Monsoon rainfall is influenced by large-scale atmospheric patterns that begin months earlier.
- January–March contain early climate signals
- Enables long-range forecasting
- Supports:
- Agriculture planning
- Water resource management
- Disaster preparedness
Approach Overview
Data Used
-
Gridded climate dataset
-
Two spatial resolutions:
- 0.25° (high resolution) - 1° (coarse resolution)
Features
- Precipitation (PR)
- Geopotential Height (GZ)
- Temperature (TR)
Target Variable
IMD rainfall values
Models Implemented
The following models were trained and compared:
- KNN
- Random Forest (RF)
- Dense Model
- Ensemble DNN
- Optuna
- EML
- Stacked Ensemble
Hyperparameters
KNN
- n_neighbors: 3, 5, 7, 9, 11
- weights: uniform / distance
Ridge Regression
- alpha = 1.0
Random Forest (RF)
- n_estimators: 50–300
- max_depth: 10–None
- min_samples_split: 2, 5, 10
- min_samples_leaf: 1, 2, 4
- max_features: auto, sqrt, log2
Dense Model
- Architecture: 256 → 128 → 64 → 32
- Activation: ReLU
- Dropout: 0.2
- L2 Regularization: 0.0005
- Optimizer: Adam
- Learning Rate: 1e-4
Ensemble DNN
- Same architecture as Dense model
- Multiple seeds: [1, 42, 101, 202, 303, 404, 505]

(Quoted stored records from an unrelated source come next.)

Issue #1500, opened 2018-09-04
Add entry point for Stripe OAuth flow into settings


dechov:
<s>Once https://github.com/Automattic/woocommerce-services/pull/1495 and https://github.com/Automattic/woocommerce-services/pull/1497 land, there will be</s> There is an opportunity to render a "Connect" button (initiating the OAuth flow) right in the context of the Stripe settings, in the event that no Stripe account is connected.

I would assume we want to carry over the description and button from the banner...

<img width="858" alt="screen shot 2018-08-30 at 3 26 28 pm" src="https://user-images.githubusercontent.com/1867547/45046340-dc4aff00-b043-11e8-8551-d48de4913e96.png">

...into the settings, replacing the connected account view here:

<img width="780" alt="screen shot 2018-08-30 at 7 14 51 pm" src="https://user-images.githubusercontent.com/1867547/45046373-f389ec80-b043-11e8-93ae-3d8dc7e14e61.png">

...which currently appears this way when there is no connected account:

<img width="390" alt="screen shot 2018-09-26 at 6 47 58 pm" src="https://user-images.githubusercontent.com/1867547/46113523-c9e46100-c1bc-11e8-975d-a6397ce4a45a.png">

This way, the onboarding wizard + (dismissible) banner is not the only way to connect an account.

Are there any further design considerations at this point? Otherwise, will seek design review directly on code changes.

On the other hand, a broader approach here may also support a way to create an account from this screen. Do we want to import the existing Calypso UI for this in some shape or form?

dechov:
Updated the post above with a screenshot of the "no account connected" state, now merged into `master`.

PR #1513, opened 2018-10-15
Add Stripe OAuth connect action into settings

dechov:
Fixes https://github.com/Automattic/woocommerce-services/issues/1500

_Edit:_ <s>Fixes https://github.com/Automattic/woocommerce-services/issues/1526</s> (already fixed by https://github.com/Automattic/woocommerce-services/pull/1547)

Closes the loop for the "Connected Stripe account" section of the Stripe settings (added by WooCommerce Services) by adding an entry point for the merchant to connect their account into the Stripe settings, when no account is connected – replacing the "No account connected via WooCommerce Services" notice:

screen shot 2018-10-13 at 2 17 39 pm

(The only existing ways to enter the OAuth flow and connect an account are a) via Calypso and b) via the wp-admin NUX banner that shows up after completing the OBW when a Stripe account already exists at the provided email.)

To test:
- With WooCommerce Services enabled, go to WooCommerce » Settings » Payments » Stripe, and see the "Connected Stripe account" section near the top
  - If a Stripe account is already connected, disconnect it
- Verify that a card with a "Connect" action appears
- Click "Connect" and complete the OAuth connection flow
- Verify that the connected account view appears, and that API keys are filled
- Disconnect the account
- Verify that the "Connect your account" action card appears again after auto-refresh

Concerns:
- Do we want a "create account" action here as well, using our deferred account creation mechanism? The OAuth connection provides for creating an account on the spot, but demands much much information from the merchant upfront.
- The copy is taken from the banner. Does it work here, or is it a bit out of step with the description at the top of the settings? Should it depend on whether keys are already filled? Maybe it should at least say "you can" (not "you'll need to") connect your account?

### DIFF
--- a/assets/stylesheets/_components.scss
+++ b/assets/stylesheets/_components.scss
@@ -6,7 +6,6 @@
 // stylesheet order does not matter.
 // ==========================================================================
 
-@import 'components/action-card/style';
 @import 'components/button/style';
 @import 'components/button-group/style';
 @import 'components/card/style';
--- a/assets/stylesheets/_components.scss
+++ b/assets/stylesheets/_components.scss
@@ -6,6 +6,7 @@
 // stylesheet order does not matter.
 // ==========================================================================
 
+@import 'components/action-card/style';
 @import 'components/button/style';
 @import 'components/button-group/style';
 @import 'components/card/style';
--- a/classes/class-wc-connect-stripe.php
+++ b/classes/class-wc-connect-stripe.php
@@ -187,9 +187,21 @@ if ( ! class_exists( 'WC_Connect_Stripe' ) ) {
 		}
 
 		/**
-		 * Trigger Stripe connection-related admin notice if one is meant to be shown.
+		 * Handle connection and just-in-time messaging around OAuth flow.
 		 */
 		public function maybe_show_notice() {
+			// Handle redirect back from OAuth flow.
+			if ( isset( $_GET[ 'wcs_stripe_code' ] ) && isset( $_GET[ 'wcs_stripe_state' ] ) ) {
+				$response = $this->connect_oauth( $_GET[ 'wcs_stripe_state' ], $_GET[ 'wcs_stripe_code' ] );
+				if ( ! is_wp_error( $response ) ) {
+					WC_Connect_Options::update_option( 'banner_stripe', 'success' );
+				}
+
+				wp_safe_redirect( remove_query_arg( array( 'wcs_stripe_state', 'wcs_stripe_code' ) ) );
+				exit;
+			}
+
+			// Trigger connection-related admin notice if triggered and if on relevant screen.
 			$setting = WC_Connect_Options::get_option( 'banner_stripe', null );
 			if ( is_null( $setting ) ) {
 				return;
@@ -199,16 +211,6 @@ if ( ! class_exists( 'WC_Connect_Stripe' ) ) {
 				add_action( 'admin_notices', array( $this, 'connection_success_notice' ) );
 				WC_Connect_Options::delete_option( 'banner_stripe' );
 				return;
-			}
-
-			if ( isset( $_GET[ 'wcs_stripe_code' ] ) && isset( $_GET[ 'wcs_stripe_state' ] ) ) {
-				$response = $this->connect_oauth( $_GET[ 'wcs_stripe_state' ], $_GET[ 'wcs_stripe_code' ] );
-				if ( ! is_wp_error( $response ) ) {
-					WC_Connect_Options::update_option( 'banner_stripe', 'success' );
-				}
-
-				wp_safe_redirect( remove_query_arg( array( 'wcs_stripe_state', 'wcs_stripe_code' ) ) );
-				exit;
 			}
 
 			$screen = get_current_screen();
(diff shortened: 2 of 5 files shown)


dechov:
@kellychoffman I merely copied that heading from p7bbVw-2dB-p2 (bottom), but I think in some way we should hope to minimize confusion between a Stripe account with keys filled manually, and one with an OAuth connection facilitated by the WCS server (upon which the API key settings are _filled in automatically_, to answer your second question).

kellychoffman:
> we should hope to minimize confusion between a Stripe account with keys filled manually

If someone has a Stripe account with the keys already filled in, we shouldn't show this connection banner. (Right? Unless I'm missing something here....)

dechov:
@kellychoffman The connection state is only stored on the WCS server, which is only queried after the page loads, so we could show a notice indicating no account connected – that seems better than hiding the whole thing after showing a placeholder, but let me know what you think.

On the other hand, I think it could be valuable to give the option of connecting a different account than the one they'd previously input manually, in the same way that it's not necessary to clear existing keys before inputting new ones. (The copy should acknowledge the existing keys though, and revise the "to start, you'll need to" language.)

Happy to go with the first option if you still think that's best. Also, if you prefer, the action can be reduced in emphasis to something like this from the PayPal Checkout extension:

screen shot 2018-10-19 at 11 59 45 am

dechov:
We should ensure that this way of connecting can be tracked separately from the connection banner, if possible – may need a new event on the plugin side.

assets/stylesheets/_components.scss
```diff
@@ -6,6 +6,7 @@
 // stylesheet order does not matter.
 // ==========================================================================
 
+@import 'components/action-card/style';
```
DanReyLop: You should rebase with `master`. Calypso's `action-card` component now uses [modular CSS](https://github.com/Automattic/wp-calypso/blob/master/client/components/action-card/index.jsx#L19), so this `@import` is redundant.

kellychoffman:
> Also, if you prefer, the action can be reduced in emphasis to something like this from the PayPal Checkout extension

This feels like the way to go!

dechov:
OK, I like it:

screen shot 2018-11-15 at 7 44 24 pm

Text says:

> To automatically copy keys from a Stripe account, [connect](#) it to your store.

I think this text is far more appropriate for this settings screen (compared to the banner text I previously had), answering why you might want to connect and what will happen when you do. I also tried to make it work whether keys were already present or not.

Questions at this point:

- Do we want to go further still, and have slightly different text if keys are already set?
- Should we move this "Connected Stripe account" bit to just above the "Test mode" setting? That would bring it into proximity with the key fields, also easing ambiguity around the heading.
- Should we mention "WooCommerce Services" in some way? This way people are aware, and aren't surprised if this piece is gone in the event they deactivate WCS.

kellychoffman:
In the screenshot you shared above, is the desired action to still connect an account? If so, I'm worried its too de-emphasized. The screenshot here seems more desirable: "Do this preferred thing, but if you don't want to, you can take this other, not so preferred thing thing."

dechov:
> In the screenshot you shared above, is the desired action to still connect an account?

Yes, if there are no keys saved, but if there are, then there isn't necessarily a "desired action" to emphasize. Bearing that in mind, we can pass a prop to the WCS view indicating whether keys are saved.

Without keys:

screen shot 2018-11-20 at 4 36 33 pm

With keys:

screen shot 2018-11-20 at 4 39 52 pm

Does that seem best? Open to revisions on the copy.

The button is Calypso-styled because I don't see a way to render an ordinary core-styled button within a `wcc-root` container without manually overriding the styles, and I didn't want to avoid rendering the WCS view altogether since there may be a need to disconnect an account even in a case when the keys have been manually removed – open to implementation review on that.

jobthomas:
@dechov @DanReyLop any updates on this? As you can see on this issue, this is causing for a lot of confusion: the reports keep piling up. #1526

dechov:
@jobthomas I was thinking we should try to merge this PR early next week, or otherwise release a wording change that makes very clear that keys may still be input manually below.

jobthomas:
That would be awesome. Thanks @dechov

DanReyLop:
@dechov I'm getting an infinite loop of these 2 actions, because my test site is server over HTTP:
```
{
  type: 'WOOCOMMERCE_SETTINGS_STRIPE_CONNECT_ACCOUNT_OAUTH_INIT_COMPLETE',
  error: 'Your site must be served over HTTPS in order to connect your Stripe account via WooCommerce Services',
  siteId: 1
}
```
```
{
  type: 'WOOCOMMERCE_SETTINGS_STRIPE_CONNECT_ACCOUNT_DEAUTHORIZE_OAUTH_INIT',
  siteId: 1
}
```
And during all that, this is what's displayed (not helpful):
screenshot 2018-12-06 at 11 57 11

kellychoffman:
Agree with :shipit:

dechov:
Just in case it was unclear, https://github.com/Automattic/woocommerce-services/pull/1513#issuecomment-439244200 is the state it was merged/released in, and https://github.com/Automattic/woocommerce-services/pull/1513#issuecomment-440440148 (below it) is still under consideration for a subsequent release.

- Final prediction = average of all models
Optuna Model
- Units per layer: 16–512 (tuned)
- Dropout: 0.1–0.4
- L2 Regularization: 1e-5 → 1e-3
- Learning Rate: 1e-5 → 1e-3
EML
-
Base Models:
- KNN
- Ridge
- Gradient Boosting
-
Meta Model:
- Linear Regression
Stacked Ensemble
Base Models:
- KNN
- Ridge
- XGBoost
Additional Features:
- Median prediction (Q50)
- Uncertainty band (Q90 − Q10)
Meta Model:
- Linear Regression / XGBoost
Experiment Workflow
Step 1: Model Comparison (1° Resolution)
- Trained all models on Jan, Feb, Mar
- Best Model: Optuna
Step 2: Parameter Comparison (1°)
- All parameters vs single parameter
- Best: All parameters
Step 3: Month Comparison (1°)
- Jan vs Feb vs Mar
- Best Month: March
Step 4: Model Comparison (0.25° Resolution)
- Trained all models
- Best Model: Random Forest (RF)
Step 5: Parameter Comparison (0.25°)
- All parameters vs single parameter
- Best: All parameters
Step 6: Month Comparison (0.25°)
- Best Month: March
Step 7: Resolution Comparison
- 0.25° vs 1°
- Best Resolution: 0.25° (higher spatial accuracy)
Important Observation
Using:
- Random Forest
- 0.25° resolution
- All parameters
- Jan dataset
Result: Predictions showed consistent underestimation.
Final Model Decision
All models were tested on unseen data (2019–2023):
EML achieved the lowest bias.
Why EML Performed Better than RF?
EML combines strengths of multiple models:
- KNN captures local patterns
- Ridge models linear relationships
- GBR/XGBoost captures non-linear interactions
Advantages over RF
- Reduces systematic bias
- Improves generalization
- Balances underfitting and overfitting
- Leverages model diversity
Result: More stable and accurate predictions across years.
Final Prediction Setup
- Model: EML
- Resolution: 0.25°
- Parameters: All
- Input Month: January (chosen for stability and comparable performance with March)
Repository Structure
ML4Monsoons/
├── README.md
├── data/
│ ├── jan/
│ ├── feb/
│ └── mar/
├── models/
│ ├── jan/
│ │ ├── 0.25/
│ │ │ ├── all_parameters/
│ │ │ └── single_parameter/
│ │ └── 1_degree/
│ │ ├── all_parameters/
│ │ └── single_parameter/
│ │
│ ├── feb/
│ └── mar/
Conclusion
- Best Resolution: 0.25°
- Best Model: EML
- Best Input: All parameters
- Best Month: March
Final system provides accurate and low-bias rainfall prediction.